Hacker News new | ask | show | jobs
by solarmist 1404 days ago
I think it's conflating doing anything that might help with doing the most valuable things. As a concrete example, if you looked up 25k words once in a dictionary at 10 seconds each (this is speedy for a digital or paper dictionary), it would cost you >70 hours looking things up. You'd be hard-pressed to convince me that getting very good at finding stuff in a reference is directly improving my language skills.

The intermediate plateau is because of Zipf's law. In a 300-page book, there are ~5500 unique words and ~3000 of them occur once or twice. This isn't a big deal for native speakers because a 300-page book is about 100k words (1 day's worth of content), but for a language learner, that might take weeks or months to cover. To go further, that native speaker will probably encounter those words again in ~40 days, but it might be years before that learner re-encounters all of them (having long since forgotten them).

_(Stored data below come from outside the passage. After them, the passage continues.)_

PR #1555, opened 2021-05-28
Use std::panic::set_hook to exit serve thread if serving fails

### LINKED ISSUE #1545: mdbook should exit if serve can't serve
If, for example, the address is already in use, an error is given but the tool doesn't exit:

```bash
❯ mdbook serve                                                                                                130 ↵
2021-05-24 13:23:22 [INFO] (mdbook::book): Book building has started
2021-05-24 13:23:22 [INFO] (mdbook::book): Running the html backend
2021-05-24 13:23:22 [INFO] (mdbook::cmd::serve): Serving on: http://localhost:3000
thread '<unnamed>' panicked at 'error binding to [::1]:3000: error creating server listener: Address already in use (os error 48)', /Users/joshrotenberg/.cargo/registry/src/github.com-1ecc6299db9ec823/warp-0.2.5/src/server.rs:213:27
note: run with `RUST_BACKTRACE=1` environment variable to display a backtrace
2021-05-24 13:23:22 [INFO] (mdbook::cmd::watch): Listening for changes...
```

joshrotenberg:
`mdbook serve` starts the warp server in a thread and then continues on to watch for changes. However, if the thread panics, for example, because the address is already in use, `mdbook` doesn't exit. 

This change will explicitly call `std::process::exit(1)` from the thread if `warp::serve` panics.

Fixes #1545.

### DIFF
--- a/src/cmd/serve.rs
+++ b/src/cmd/serve.rs
@@ -161,5 +161,12 @@ async fn serve(
     let fallback_route = warp::fs::file(build_dir.join(file_404))
         .map(|reply| warp::reply::with_status(reply, warp::http::StatusCode::NOT_FOUND));
     let routes = livereload.or(book_route).or(fallback_route);
+
+    std::panic::set_hook(Box::new(move |panic_info| {
+        // exit if serve panics
+        error!("Unable to serve: {}", panic_info);
+        std::process::exit(1);
+    }));
+
     warp::serve(routes).run(address).await;
 }


ehuss (approved):
Thanks!

I'm a bit surprised by this behavior in `warp`, it seems like it would be better to return a Result somewhere somehow.

ehuss:
Oh, I see this is in Draft status, are you intending to make more changes?

joshrotenberg:
Moved to ready. I was debating whether this was a good excuse to start some integration tests for the binary but that's probably better on its own.

joshrotenberg:
> I'm a bit surprised by this behavior in `warp`, it seems like it would be better to return a Result somewhere somehow.

Yeah, same. I dug around the docs and in some example code to see how others might handle it. My guess is that the usual use case is that you run the server in the main thread, so a panic would result in an exit anyway.

ehuss:
Ah, sounds good, thanks!

Issue #1556, opened 2021-05-30
mdbook init force flag documentation is wrong


joshrotenberg:
The documentation for the force flag for the `init` subcommand states "Skips confirmation prompts", but it actually only affects whether a prompt is given if the `--theme` flag is present and the theme directory exists. It has no effect on the prompts for creating the `.gitignore` or getting the book name (which, ok, isn't technically a "confirmation" prompt). 

The easiest fix is to just update the documentation. Another fix might be to make the `.gitignore` prompt also respect the flag so that the "confirmation" part is technically right. It might also be helpful to add a flag for creating the `.gitignore` and the book title too to round things out and make book initialization fully prompt free if someone desires.

Something like this. If `--force` is specified, in addition to the current behavior, init the book with the defaults for `--with-gitignore` and `--with-title`.

```bash
mdbook-init v0.4.8
Creates the boilerplate structure and files for a new book

USAGE:
    mdbook init [FLAGS] [dir]

FLAGS:
        --force             Skips confirmation prompts
    -h, --help              Prints help information
        --theme             Copies the default theme into your source folder
    -V, --version           Prints version information
        --with-gitignore    Creates a .gitignore file [default: true]
        --with-title        Set the book title [default: "my book"]

ARGS:
    <dir>    Directory to create the book in
             (Defaults to the Current Directory when omitted)
```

Your time is best spent focusing on the sentences (30% of the book) that contain those 3000 words because they use almost all of the rest of the words.

1 comments

> Your time is best spent focusing on the sentences (30% of the book) that contain those 3000 words because they use almost all of the rest of the words.

This seems to assume: (i) that readers of a 300 page book in a foreign language (not typically a beginner task!) are choosing to do so primarily as a means to the end of learning/remembering unfamiliar words, and not because they want to understand the content of the book itself, develop their appreciation of literary phrasing, challenge themself etc., and (ii) that focusing on a [probably disjointed] subset of the sentences in the book won't deprive the reader of the necessary context to grok sentences even when the words are familiar. I'm not sure either is generally true.

Ultimately the alternative to using machine-selected sentences isolated from long form text for learning new words or fill-the-blanks exercises is using definitions and exercises specifically constructed to be accessible and relevant to language learners. The only obvious case where I can see the ML process generating more useful examples is if the language learners' needs are skewed heavily towards absorbing the sort of specialist technical/professional vocabulary conventional learning courses don't cover.

I also think that picking up common and uncommon idiomatic phrases would be at least as important as individual words too (though this is definitely something an ML tool can aid)

This scales up and down freely. I choose 300 pages because that is ~100k words or the amount a native speaker processes daily.

My process is just the opposite of (i). I want to read and understand a book, so I want something to show me where my deficiencies are. Then when I read the page, chapter, etc. it will go much more smoothly. This is also an iterative process where I'm constantly going back and forth between studying new words in a section and trying to read the section.

For (ii), every exercise or review sentence has a link directly back to the source material. I am playing with the idea of extending the context to +/- N sentences when showing an exercise as well.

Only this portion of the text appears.